Locate every line in the records below that contains the word "property", and copy each one.

Working data —
• • • • • • •
PR #752, opened 2022-11-15
Add a 'waiting for video' state to media tiles

dbkr:
This will show if the call is waiting for media to connect (in practice doesn't actually seem to happen all that often) but also show if the media connection is lost, with the js-sdk change.

Requires https://github.com/matrix-org/matrix-js-sdk/pull/2880
Fixes: https://github.com/vector-im/element-call/issues/669

### DIFF
--- a/src/room/InCallView.tsx
+++ b/src/room/InCallView.tsx
@@ -14,7 +14,13 @@ See the License for the specific language governing permissions and
 limitations under the License.
 */
 
-import React, { useEffect, useCallback, useMemo, useRef } from "react";
+import React, {
+  useEffect,
+  useCallback,
+  useMemo,
+  useRef,
+  useState,
+} from "react";
 import { usePreventScroll } from "@react-aria/overlays";
 import useMeasure from "react-use-measure";
 import { ResizeObserver } from "@juggle/resize-observer";
@@ -25,6 +31,11 @@ import { CallFeed } from "matrix-js-sdk/src/webrtc/callFeed";
 import classNames from "classnames";
 import { useTranslation } from "react-i18next";
 import { JoinRule } from "matrix-js-sdk/src/@types/partials";
+import {
+  CallEvent,
+  CallState,
+  MatrixCall,
+} from "matrix-js-sdk/src/webrtc/call";
 
 import type { IWidgetApiRequest } from "matrix-widget-api";
 import styles from "./InCallView.module.css";
@@ -73,6 +84,7 @@ interface Props {
   client: MatrixClient;
   groupCall: GroupCall;
   participants: RoomMember[];
+  calls: MatrixCall[];
   roomName: string;
   avatarUrl: string;
   microphoneMuted: boolean;
@@ -90,6 +102,12 @@ interface Props {
   hideHeader: boolean;
 }
 
+export enum ConnectionState {
+  ESTABLISHING_CALL = "establishing call", // call hasn't been established yet
+  WAIT_MEDIA = "wait_media", // call is set up, waiting for ICE to connect
+  CONNECTED = "connected", // media is flowing
+}
+
 // Represents something that should get a tile on the layout,
 // ie. a user's video feed or a screen share feed.
 export interface TileDescriptor {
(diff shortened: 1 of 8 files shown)


src/room/InCallView.tsx
```diff
@@ -231,11 +292,19 @@ export function InCallView({
         focused: true,
         isLocal: screenshareFeed.isLocal(),
         presenter: false,
+        connectionState: ConnectionState.CONNECTED, // by definition since the screen shares arrived on the same connection
```
SimonBrandner, line 295: What if the connection dropped later?

src/room/InCallView.tsx
```diff
@@ -154,6 +174,46 @@ export function InCallView({
 
   const { hideScreensharing } = useUrlParams();
 
+  const makeConnectionStatesMap = useCallback(() => {
+    const newConnStates = new Map<string, ConnectionState>();
+    for (const participant of participants) {
+      const userCall = groupCall.getCallByUserId(participant.userId);
+      const feed = userMediaFeeds.find((f) => f.userId === participant.userId);
+      let connectionState = ConnectionState.ESTABLISHING_CALL;
+      if (feed && feed.isLocal()) {
```
SimonBrandner, line 183: How does the fact we have a local feed mean we are connected?

src/room/InCallView.tsx
```diff
@@ -90,6 +102,12 @@ interface Props {
   hideHeader: boolean;
 }
 
+export enum ConnectionState {
```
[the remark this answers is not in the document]
dbkr: Looks like we do? https://github.com/vector-im/element-call/blob/main/src/home/CallTypeDropdown.tsx#L32

src/room/InCallView.tsx
dbkr: Well, it's our own feed, so I think that effectively means it's always connected? We could also say connection state is N/A for a local feed, although it would make it slightly more complex.

src/room/InCallView.tsx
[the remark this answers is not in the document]
SimonBrandner: I meant all caps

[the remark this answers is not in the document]
SimonBrandner: I think we don't use that...

src/room/InCallView.tsx
dbkr: True - have passed through the connection state of the relevant user (although we don't display it for screenshares anyway).

src/room/InCallView.tsx
```diff
@@ -154,6 +174,46 @@ export function InCallView({
...
+  const makeConnectionStatesMap = useCallback(() => {
+    const newConnStates = new Map<string, ConnectionState>();
+    for (const participant of participants) {
+      const userCall = groupCall.getCallByUserId(participant.userId);
+      const feed = userMediaFeeds.find((f) => f.userId === participant.userId);
+      let connectionState = ConnectionState.ESTABLISHING_CALL;
+      if (feed && feed.isLocal()) {
+        connectionState = ConnectionState.CONNECTED;
+      } else if (userCall) {
+        if (userCall.state === CallState.Connected) {
```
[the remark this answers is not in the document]
dbkr: I don't think we really care about these for the purposes of displaying the tile: they'll all use the default of `ESTABLISHING_CALL`.

src/room/InCallView.tsx
SimonBrandner: Ah, sorry, I was thinking about this the wrong way

src/room/InCallView.tsx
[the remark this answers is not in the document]
dbkr: Oh - of course, sorry 🤦

src/video-grid/VideoTile.tsx
```diff
@@ -94,7 +95,20 @@ export const VideoTile = forwardRef<HTMLDivElement, Props>(
       }
     }
 
-    const caption = hasFeed ? name : t("{{name}} (Connecting...)", { name });
+    let caption: string;
+    switch (connectionState) {
+      case ConnectionState.EstablishingCall:
+        caption = t("{{name}} (Connecting...)", { name });
+
```
robintown, line 102:
```suggestion
```

robintown (approved):
LGTM

PR #761, opened 2022-11-21
Enable users to join calls from multiple devices

robintown:
This updates to https://github.com/matrix-org/matrix-js-sdk/pull/2902 and addresses many places where the app previously assumed that a given user can only join the call once. One notable exception is the inspector, which still works, but doesn't output very helpful diagrams if view a user who was joined on multiple devices.


dbkr (approved):
🎉 Thanks for sorting this out properly!

PR #763, opened 2022-11-22
Fix click leaking through to DOM element underneath

dbkr:
See comment, although this is quite hack - I'm torn on whether this is worth it for the bugfix. Upgrading react-aria doesn't fix it either (and also breaks everything in React strict mode).

Fixes https://github.com/vector-im/element-call/issues/762

### DIFF
--- a/src/ListBox.tsx
+++ b/src/ListBox.tsx
@@ -73,6 +73,19 @@ function Option<T>({ item, state, className }: OptionProps<T>) {
     ref
   );
 
+  // Hack: remove the onPointerUp event handler and re-wire it to
+  // onClick. Chrome Android triggers a click event after the onpointerup
+  // event which leaks through to elements underneath the z-indexed select
+  // popover. preventDefault / stopPropagation don't have any effect, even
+  // adding just a dummy onClick handler still doesn't work, but it's fine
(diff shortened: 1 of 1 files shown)


src/ListBox.tsx
```diff
@@ -73,6 +73,19 @@ function Option<T>({ item, state, className }: OptionProps<T>) {
...
+  // event which leaks through to elements underneath the z-indexed select
+  // popover. preventDefault / stopPropagation don't have any effect, even
+  // adding just a dummy onClick handler still doesn't work, but it's fine
+  // if we handle just onClick.
+  // https://github.com/vector-im/element-call/issues/762
+  const origPointerUp = optionProps.onPointerUp;
+  delete optionProps.onPointerUp;
+  optionProps.onClick = (e) => {
+    origPointerUp(e as unknown as React.PointerEvent<HTMLElement>);
+  };
```
robintown, line 87:
```suggestion
  optionProps.onClick = useCallback((e) => {
    origPointerUp(e as unknown as React.PointerEvent<HTMLElement>);
  }, [origPointerUp]);
```

robintown (approved):

PR #767, opened 2022-11-28
Posthog widget embedding

toger5:
Fixes: https://github.com/vector-im/element-call/issues/764
This loads the "analyticsID" form element web in case the user already has given consent to send analytics to posthog.
Relies on: https://github.com/matrix-org/matrix-react-sdk/pull/9637

Allows to check in what context the app gets used:
image


src/PosthogAnalytics.ts
```diff
@@ -218,29 +235,56 @@ export class PosthogAnalytics {
...
+          await this.setAnalyticsId(analyticsID, client);
         }
-        this.posthog.identify(analyticsID);
       } catch (e) {
         // The above could fail due to network requests, but not essential to starting the application,
         // so swallow it.
         logger.log("Unable to identify user for tracking" + e.toString());
       }
+      if (analyticsID) {
+        this.posthog.identify(analyticsID);
```
t3chguy, line 257: This looks like it could leak an EW analytics ID to a different posthog instance?

toger5: The plan is so that element web and element call use the same analytics id. That mirrors the behaviour of using the standalone element call client. (There the analytics id would be loaded from the account data if already available)
The url parameters from where the id is passed are element call specific. So no other widget will have access to the id.

t3chguy: Don't they have separate configs and thus could point at different posthog instances?

src/PosthogAnalytics.ts
```diff
@@ -16,9 +16,10 @@ limitations under the License.
 
 import posthog, { CaptureOptions, PostHog, Properties } from "posthog-js";
 import { logger } from "matrix-js-sdk/src/logger";
+import { MatrixClient } from "matrix-js-sdk";
```
robintown, line 19:
```suggestion
import { MatrixClient } from "matrix-js-sdk/src/client";
```

Importing from `matrix-js-sdk` directly can break things IIRC

src/PosthogAnalytics.ts
```diff
@@ -218,29 +235,56 @@ export class PosthogAnalytics {
...
         // The above could fail due to network requests, but not essential to starting the application,
         // so swallow it.
         logger.log("Unable to identify user for tracking" + e.toString());
       }
+      if (analyticsID) {
+        this.posthog.identify(analyticsID);
+      } else {
+        console.warn(
+          "No analyticsID is availble. Should not try to setup posthog"
+        );
```
robintown, line 261: This feels like it should be a `logger.info`

robintown (commented):
Code looks good overall

src/PosthogAnalytics.ts
t3chguy: As long as you're consistent with the import it is fine, `matrix-js-sdk` maps to `/src/` or `/lib/` depending on if release or develop repsectively

src/PosthogAnalytics.ts
toger5: This is now fixed by only sending a hash of `'ec' + accountAnalyticsId + client.getUserId()` to posthog.

src/PosthogAnalytics.ts
```diff
@@ -285,6 +354,11 @@ export class PosthogAnalytics {
       : Anonymity.Disabled;
     this.setAnonymity(anonymity);
     if (anonymity === Anonymity.Pseudonymous) {
+      this.setRegistrationType(
+        window.matrixclient.isGuest() || window.isPasswordlessUser
```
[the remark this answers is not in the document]
toger5: Can i get acces to `isPasswordlessUser` from the client peg? It seems like this is a element call specific property not part of the client interface?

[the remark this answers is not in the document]
dbkr: Ah, no you can't since the js-sdk doesn't know about it. You would indeed need the context, or which is impossible using a shared instance method - we have an impedance mismatch between singletons and contexts. We should probably decide on one or the other rather than mixing them, but this is probably an okay workaround for now.

dbkr (approved):

src/PosthogAnalytics.ts
```diff
@@ -124,9 +125,7 @@ export class PosthogAnalytics {
         const { analyticsID } = getUrlParams();
         // if the embedding platform (element web) already got approval to communicating with posthog
         // element call can also send events to posthog
-        if (analyticsID) {
-          setSetting("opt-in-analytics", true);
-        }
+        setSetting("opt-in-analytics", !!analyticsID);
```
dbkr, line 128: I think `Boolean(analyticsID)` is favoured (wonder if there's a lint rule for this).

dbkr (approved):

src/PosthogAnalytics.ts
toger5: Okay good to know. A lint rule would be great. `!!` is still used in a couple of occasions (I checked before using it).

PR #773, opened 2022-12-02
Autofocus authentication forms

robintown:


robintown:
Linter has pointed out that autofocus can harm accessibility, so let's actually not

PR #791, opened 2022-12-16
Make spatial audio Firefox-only

dbkr:
Hopefully explained in comment: we have a heisenbug where we sometimes lack audio from a certain participant, so this simplifies the audio path by removing the workaround required to do AEC with spatial audio on chrome.

Screenshot 2022-12-16 at 16 43 04


src/video-grid/VideoTileContainer.tsx
```diff
@@ -72,7 +72,7 @@ export function VideoTileContainer({
     audioContext,
     audioDestination,
     localVolume,
-    isLocal || maximised
+    isLocal
```
SimonBrandner, line 75: I don't think I see why this got removed?

SimonBrandner (approved):
LGTM otherwise

src/video-grid/VideoTileContainer.tsx
dbkr: Yeah, working out why it was there in the first place was also rather subtle. We routed audio differently when a video was maximised, using the AudioContainer things. This is no longer necessary since the audio elements can just stay in the DOM.

SimonBrandner: Well, I don't think we would want to play audio both from `AudioSink`s and the spatial audio thingy when full-screened? What am I missing?

dbkr: Yep, the spatial audio pathways are only active when spatial audio is turned on. Previously we used a separate audio context based audio path when in fullscreen because all the other video elements went away. Now we use the audio elements whether fullscreen or not.

SimonBrandner: Sorry, I think I am still missing something... - what about the case where you have spatial audio and are in fullscreen, how is audio routed in this case?

dbkr: Ah yes sorry, turns out I probably did have double audio here for the maximised video as it does go via the audio elements when maximised, spatial audio or no spatial audio. Fixed.

SimonBrandner (approved):

PR #798, opened 2022-12-20
Move default homeserver to config file

dbkr:


src/config/ConfigOptions.ts
```diff
@@ -19,21 +19,24 @@ export interface ConfigOptions {
   rageshake?: {
     submit_url: string;
   };
-}
 
-export interface ResolvedConfigOptions extends ConfigOptions {
```
robintown, line 24: I intended to use the `ConfigOptions` vs `ResolvedConfigOptions` distinction to keep ahead of strict mode errors. Because we always merge the default config with the downloaded config, the result of this merge had a more specific type than just `ConfigOptions`, which can help with null safety around the optional parts of the config - could we please not remove this?

src/config/ConfigOptions.ts
```diff
@@ -19,21 +19,24 @@ export interface ConfigOptions {
...
-  sentry: { DSN: "", environment: "production" },
-  rageshake: {
-    submit_url: "https://element.io/bugreports/submit",
+export const DEFAULT_CONFIG: ConfigOptions = {
+  default_server_config: {
+    ["m.homeserver"]: {
+      // These are probably poor guesses - we may want to just not work without
+      // a config file.
+      base_url: `${window.location.protocol}//${window.location.host}`,
+      server_name: window.location.host,
```
robintown, line 39: I would suggest default to `http://localhost:8008`/`localhost`, since that's what the README in https://github.com/vector-im/element-call/pull/799 claims it uses anyways

src/config/Config.ts
```diff
@@ -41,7 +37,26 @@ export class Config {
...
 
-  public config: ResolvedConfigOptions;
+  // Convenience accessors
+  public static defaultHomeserverUrl(): string | undefined {
+    const defaultServerConfig = Config.instance.config.default_server_config;
+    if (!defaultServerConfig) {
+      return undefined;
+    }
+
+    return defaultServerConfig["m.homeserver"]?.base_url;
```
robintown, line 47: The types say that `default_server_config` and `m.homeserver` are always defined - however `Config.instance.config` is the thing that actually might not be

robintown (commented):
Mostly strict mode concerns, we should turn on strict mode for real soon

src/config/ConfigOptions.ts
dbkr: Ah, I thought it was probably something like this, although it was only shallow merging so it didn't seem like it was doing anything.

src/auth/LoginPage.tsx
```diff
@@ -76,11 +76,9 @@ export const LoginPage: FC = () => {
...
 
   const homeserverHost = useMemo(() => {
-    try {
-      return new URL(homeserver).host;
-    } catch (error) {
-      return defaultHomeserverHost;
-    }
+    // XXX: This isn't really correct: the server name of an HS may not
+    // be the same as the hostname of the client API endpoint.
+    return new URL(homeserver).host;
```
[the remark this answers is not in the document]
dbkr: I guess this was written to allow changing the HS in future, but yeah, probably better to just keep it simple for now.

src/config/ConfigOptions.ts
```diff
@@ -19,21 +19,24 @@ export interface ConfigOptions {
...
+      base_url: string;
+      server_name: string;
+    };
   };
 }
 
-export const DEFAULT_CONFIG: ResolvedConfigOptions = {
-  sentry: { DSN: "", environment: "production" },
-  rageshake: {
-    submit_url: "https://element.io/bugreports/submit",
```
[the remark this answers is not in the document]
dbkr: Ah yep, thanks. I've just made rageshake throw an exception for now - I'll follow up with a PR to actually remove the option.

src/config/ConfigOptions.ts
dbkr: Actually - doesn't it work if we just make the types non-nullable in ConfigOptions itself? I think the only reason we had to have them nullable before was because we returned an empty config object if there was no config, where we should have been returning the default.

robintown: I personally think it still makes sense to keep the version of `ConfigOptions` with optional values, to type `downloadConfig` accurately which can return partial configs, and as documentation for what shape a config file is expected to have (ConfigOptions.ts is linked from the README), but none of that's critical.

src/config/ConfigOptions.ts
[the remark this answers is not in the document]
robintown: sounds good

src/config/Config.ts
```diff
@@ -39,25 +41,25 @@ export class Config {
 
   // Convenience accessors
   public static defaultHomeserverUrl(): string | undefined {
-    const defaultServerConfig = Config.instance.config.default_server_config;
+    const defaultServerConfig = Config.get().default_server_config;
     if (!defaultServerConfig) {
       return undefined;
     }
```
robintown, line 47: I still don't think this is necessary

dbkr: Oh yeah, I after all that I forgot to remove this bit

src/config/ConfigOptions.ts
dbkr: Fair enough - have added it back with a comment.

robintown (approved):

PR #799, opened 2022-12-20
Make sample config just have the HS config

dbkr:
The other options are things people usually won't need or want to set, so just keep it to the basics.

 * Rename config sample to match element-web
 * Update / simplify build instructions
 * Rename nginx config file to differentiate it from EC config


SimonBrandner (approved):

robintown (approved):
Looks good given https://github.com/vector-im/element-call/pull/798

PR #810, opened 2022-12-22
Upload source maps to sentry

dbkr:
Uses the vite sentry plugin which should also embed the release (in theory).

Also builds separately in the publish stage, as uploading source maps as part building the docker image is weird. This also means we can publish a tarball of just the built app.

Also fix the docker image again because I forgot to specify the destination file for the config file.

Secrets are added and should be ready to go.


SimonBrandner (approved):
LGTM

PR #816, opened 2023-01-03
send posthog events instantly for callEnded in embedded mode

toger5:
In embedded mode the iFrame will be killed right after the call ended. This prohibits the event from beeing sent. With the send_instantly flag we skip the posthog batching queue to send the event before the iFrame closes.


dbkr (approved):
lgtm, although the justification you give in the PR description is great and could go in the comment on line 187 too maybe?

dbkr (approved):

PR #2624, opened 2024-09-11
Replace typography components with Compound components

robintown:


toger5:
This seems to be a good place to also tackle this inconsistency:
image
Screenshot from 2024-09-12 10-47-25

Otherwise it looks good (but have only done a quick review yet)

src/button/Link.module.css
```diff
@@ -0,0 +1,10 @@
+/*
+Copyright 2024 New Vector Ltd.
+
+SPDX-License-Identifier: AGPL-3.0-only
+Please see LICENSE in the repository root for full details.
+*/
+
+.external {
+  color: inherit;
+}
```
toger5: Why is this needed. What is the color property set to otherwise.

Would a comment make sense here?

src/button/Link.tsx
```diff
@@ -38,15 +44,32 @@ export function useLink(
...
-  { to, ...props },
+  { to, state, ...props },
   ref,
 ) {
-  const [path, onClick] = useLink(to);
+  const [path, onClick] = useLink(to, state);
   return <CpdLink ref={ref} {...props} href={path} onClick={onClick} />;
 });
+
+export const ExternalLink = forwardRef<
```
toger5, line 65: I think a guiding comment/docstring here clarifying in what cases this should be used also would be nice.

Or maybe even a docstring for all link components listing what other optiosn there are so the devs stumble over a docsting that mentions that there are other types they might want to/need to consider.

toger5 (approved):
This is great.
definitely cleans up the code quiet a bit!
Ready to merge as is. Not sure you consider the changes I propose (explanatory comments only) as worth it.

robintown:
> This seems to be a good place to also tackle this inconsistency

I think those two footers are different for a valid reason: in the second situation, the user is prompted to join the call as a guest, and the question of "what if I don't have an account yet?" doesn't become relevant until after the app has suggested that you might want to log in.

What would you suggest they look like?

toger5:
I was only referring to the styling of the links: they both are internal app links with which both trigger a simple reroute but one uses the Link DOM element where the other uses the new standardized compound link component (or at least that is what it looks like)

I am suggesting to make both views use the bold+underline styling instead of the green look.


I agree the overall layout (question first or in the second line) make total sense to be different.

robintown:
Ah, I believe I fixed that in this PR then.

toger5:
> Ah, I believe I fixed that in this PR then.

Are you sure. I created the screenshots with the netlify build of this PR.



compare: https://pr2624--element-call.netlify.app/login

with: https://pr2624--element-call.netlify.app/ (after clearing local store and cookies)

PR #2625, opened 2024-09-12
Test useTheme hook

toger5:


src/useTheme.test.ts
```diff
@@ -0,0 +1,122 @@
...
+}));
+
+describe("useTheme", () => {
+  let originalClassList: DOMTokenList;
+  beforeEach(() => {
+    // Save the original classList so we can restore it later
+    originalClassList = document.body.classList;
+
+    vi.spyOn(document.body.classList, "add").mockImplementation(vi.fn());
+    vi.spyOn(document.body.classList, "remove").mockImplementation(vi.fn());
```
robintown: Generally `.mockImplementation(() => {})` or `.mockImplementation(vi.fn())` is a no-op, so these can likely be

```suggestion
    vi.spyOn(document.body.classList, "add");
    vi.spyOn(document.body.classList, "remove");
```

src/useTheme.test.ts
```diff
@@ -0,0 +1,122 @@
...
+    vi.spyOn(document.body.classList, "item").mockImplementation(() => null);
```
robintown:
```suggestion
    vi.spyOn(document.body.classList, "item").mockReturnValue(null);
```

src/useTheme.test.ts
```diff
@@ -0,0 +1,122 @@
...
+    expect(originalClassList.remove).toHaveBeenCalledWith(
+      "cpd-theme-light",
+      "cpd-theme-dark",
+      "cpd-theme-light-hc",
+      "cpd-theme-dark-hc",
+    );
+    expect(originalClassList.add).toHaveBeenCalledWith("cpd-theme-dark-hc");
+  });
+
+  test("should apply light-high-contrast theme when theme is set to light-high-contrast", () => {
```
robintown: Non-blocking, but this and the above tests are very similar, so `test.each` could make them a lot shorter

robintown (approved):

PR #2629, opened 2024-09-12
Test CallViewModel

robintown:
This adds tests for a couple of the less trivial bits of code in CallViewModel. Testing them helped me uncover why focus switches still weren't being smooth! (It was because I was using RxJS's [`sample`](https://rxjs.dev/api/index/function/sample) operator when I really wanted [`withLatestFrom`](https://rxjs.dev/api/operators/withLatestFrom).)

Based on https://github.com/element-hq/element-call/pull/2614


src/utils/test.ts
```diff
@@ -49,3 +62,139 @@ export function withTestScheduler(
     }),
   );
 }
+
+export function mockMember(member: Partial<RoomMember>): RoomMember {
```
toger5: We were discussing if we want to get those out of the js-sdk by moving it to an export.
I see how this would block this PR behind a js-sdk PR. Do you think a comment is a good idea to clarify that there might be a good chance to share code with the js-sdk here?

src/utils/test.ts
```diff
@@ -49,3 +62,139 @@ export function withTestScheduler(
...
+      return this;
+    },
+    removeListener() {
+      return this;
+    },
+    ...member,
+  } as RoomMember;
+}
+
+export function mockMatrixRoom(room: Partial<MatrixRoom>): MatrixRoom {
```
toger5, line 97: Can we have a generic `mockEventEmitter<T>(val: Partial<T>): T{}` and simplify those to:
```
export function mockMatrixRoom(room: Partial<MatrixRoom>): MatrixRoom {
    return mockEventEmitter(room);
}
```
(of course this is very much in conflict that this should be done in the js-sdk ... but still would shorten this a bit.)

src/utils/test.ts
```diff
@@ -49,3 +62,139 @@ export function withTestScheduler(
...
+
+export function mockRemoteParticipant(
+  participant: Partial<RemoteParticipant>,
+): RemoteParticipant {
+  return {
+    isLocal: false,
+    setVolume() {},
+    getTrackPublication: () =>
+      ({}) as Partial<RemoteTrackPublication> as RemoteTrackPublication,
+    on() {
```
toger5: This should also work:
```
export function mockRemoteParticipant( participant: Partial<RemoteParticipant>): RemoteParticipant {
    let emitterMock = mockEventEmitter(room);
    return {...emitterMock, isLocal: false, getTrack...}
}
```

src/tile/SpotlightTile.tsx
```diff
@@ -271,17 +284,20 @@ export const SpotlightTile = forwardRef<HTMLDivElement, Props>(
               targetWidth={targetWidth}
               targetHeight={targetHeight}
               intersectionObserver={intersectionObserver}
+              // This is how we get the container to scroll to the right media
+              // when the previous/next buttons are clicked: we temporarily
+              // remove all scroll snap points except for just the one media
+              // that we want to bring into view
               snap={scrollToId === null || scrollToId === vm.id}
+              aria-hidden={(scrollToId ?? visibleId) !== vm.id}
```
toger5, line 292: Oh i did not even know this is part of it! very nice

src/utils/test.ts
toger5: This is non blocking. (To merge this i think it is enough that the comment that we consider using js-sdk code here can also have a short sentence about a generic event emitter mock)

src/state/CallViewModel.ts
toger5, line 1: very nice you caught this!

toger5 (approved):
Thanks. This looks new and good to me.

PR #2638, opened 2024-09-18
Bump js-sdk

hughns:
This brings in the change to only send the current/latest encryption keys when running in per-participant end-to-end encrypted media mode.

https://github.com/matrix-org/matrix-js-sdk/compare/169e8f86139111574a3738f8557c6fa4b2a199db...414ac9d8cc28330718236b90ad67a1507e146932

The pinned version is to resolve an eslint error: https://github.com/eslint/eslint/discussions/17215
• • • • • • •
Result of the exercise —
toger5: Can i get acces to `isPasswordlessUser` from the client peg? It seems like this is a element call specific property not part of the client interface?
toger5: Why is this needed. What is the color property set to otherwise.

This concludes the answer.